***** Records for the task

PR #3215, opened 2025-08-28
StackAdapt Audience Destination: Configure advertiser under basic settings instead of mappings

Vanessa-SSY:

## Testing

### DIFF
--- a/packages/destination-actions/src/destinations/stackadapt-audiences/forwardAudienceEvent/functions.ts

**********

## Exercise objective
Copy every record above exactly as it appears.

## Response below
PR #3215, opened 2025-08-28
StackAdapt Audience Destination: Configure advertiser under basic settings instead of mappings

Vanessa-SSY:

## Testing

### DIFF
--- a/packages/destination-actions/src/destinations/stackadapt-audiences/forwardAudienceEvent/functions.ts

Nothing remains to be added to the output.